Gated Residual Networks (GRNs) in Temporal Fusion Transformers

Gated Residual Networks (GRNs) are a key component of the Temporal Fusion Transformer (TFT) architecture. They enhance the model’s ability to handle complex, non-linear relationships in the data, and ensure smooth information flow across the network.

Key Features of Gated Residual Networks

  1. Non-Linear Transformations: GRNs apply non-linear transformations to the input data, allowing the network to learn complex relationships.

  2. Gating Mechanism: The gating mechanism helps control the flow of information, allowing the network to selectively pass through important information and filter out irrelevant details.

  3. Residual Connections: Residual connections help prevent the vanishing gradient problem, making it easier to train deep networks by allowing gradients to flow more directly through the network.

Detailed Explanation

A Gated Residual Network combines several components to effectively process the input data:

  1. Input Transformation: The input data is first passed through a fully connected (dense) layer to transform it into a suitable representation. This can be represented as: $$ x’ = W_x x + b_x $$ where $( W_x )$ and $( b_x )$ are the weights and bias of the dense layer, and $( x )$ is the input.

  2. Gating Mechanism: The gating mechanism controls the flow of information through the network. It consists of a sigmoid activation function to determine the importance of each input feature. The gate can be represented as: $$ g = \sigma(W_g x’ + b_g) $$

    where $( W_g )$ and $( b_g )$ are the weights and bias, and $( \sigma )$ is the sigmoid function.

  3. Element-wise Multiplication: The transformed input is then element-wise multiplied by the gate output: $$ z = g \odot \phi(W_z x’ + b_z) $$ where $( W_z )$ and $( b_z )$ are the weights and bias, $( \phi )$ is a non-linear activation function (e.g., ReLU), and $( \odot )$ represents element-wise multiplication.

  4. Residual Connection: The original input is added to the gated output to form the final output of the GRN: $$ y = z + x $$ This residual connection ensures that the network can easily propagate gradients during training, which helps in training deeper networks.

  5. Layer Normalization: Optionally, layer normalization can be applied to stabilize and accelerate the training process.

Example

Consider a scenario where we have a time series input feature representing daily sales data along with additional covariates such as promotions and holidays. A GRN processes this input as follows:

  1. Input Transformation: The input features (sales, promotions, holidays) are first transformed through a dense layer to create an intermediate representation.

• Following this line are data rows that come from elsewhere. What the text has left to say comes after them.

PR #2068, opened 2025-08-01
Upgrade Flax to 0.11.0

SurbhiJainUSC:
# Description

1. Upgrade Flax to 0.11.0

2. In 3.11, there was a change that makes `nnx.Dropout` fork the `dropout` RngStream on `__init__` so it makes it a requirement if `rngs` is passed. This PR adds a `dropout` key when initializing a model.

# Tests

Unit tests/integration tests

# Checklist

### DIFF
--- a/MaxText/layers/pipeline.py
+++ b/MaxText/layers/pipeline.py
@@ -424,7 +424,7 @@ class Pipeline(nn.Module):
         in_axes=(0, 0, 0, None, None),
         spmd_axis_name="stage",
         variable_axes={"params": 0, "_overwrite_with_gradient": 0},
-        split_rngs={"params": self.is_initializing()},
+        split_rngs={"params": self.is_initializing(), "dropout": self.config.enable_dropout},
         metadata_params={
             nn.PARTITION_NAME: "layers",
             "sub_weight_split_dims_mapping": (None),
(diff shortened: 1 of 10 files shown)


MaxText/layers/pipeline.py
```diff
@@ -682,7 +682,7 @@ def __call__(
                 "non_trainable": 0,
                 "hyper_params": 0,
             },
-            split_rngs={"params": True},
+            split_rngs={"params": True, "dropout": True},
```
bvandermoon: Why true instead of the config value here?

SurbhiJainUSC: Hmm, I just used the same value as params here. I can update it to use config value instead.

SurbhiJainUSC: Updated!

shralex (approved):

gobbleturk (approved):

requirements.txt
```diff
@@ -4,7 +4,7 @@ array-record
 cloud-accelerator-diagnostics
 cloud-tpu-diagnostics
 datasets>=4.0.0
-flax==0.10.6
+flax>=0.11.0
```
bvandermoon, line 7: Is this also needed in `gpu_constraints.txt`?

bvandermoon (approved):

requirements.txt
SurbhiJainUSC: Updated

  2. Gating Mechanism: The gating mechanism evaluates the importance of each transformed feature. For instance, during a promotion, the gate might assign higher importance to the promotion feature.

  3. Element-wise Multiplication: The intermediate representation is element-wise multiplied by the gate output, effectively filtering out less important features and enhancing significant ones.

  4. Residual Connection: The original input features are added back to the gated output to preserve the original information while adding the learned transformations.

Visualisation

Imagine the following input features for a day:

  • Sales Data: 150
  • Promotion Indicator: 1
  • Holiday Indicator: 0

Step-by-Step Processing:

  1. Input Transformation: The input is transformed to an intermediate representation, say $( x’ = [0.8, 0.5, 0.2] )$.

  2. Gating Mechanism: The gate might produce $( g = [0.9, 0.7, 0.1] )$, indicating high importance for the promotion feature.

  3. Element-wise Multiplication: The gated output $( z )$ becomes $( z = [0.72, 0.35, 0.02] )$.

  4. Residual Connection: Adding back the original input gives the final output $( y )$, which combines both the original and transformed information.

Summary

Gated Residual Networks in Temporal Fusion Transformers are designed to enhance the model’s ability to handle complex relationships in the data by combining non-linear transformations, gating mechanisms, and residual connections. This combination allows the TFT to effectively learn and propagate important information through the network, making it particularly powerful for time-series forecasting tasks where capturing intricate patterns and dependencies is crucial.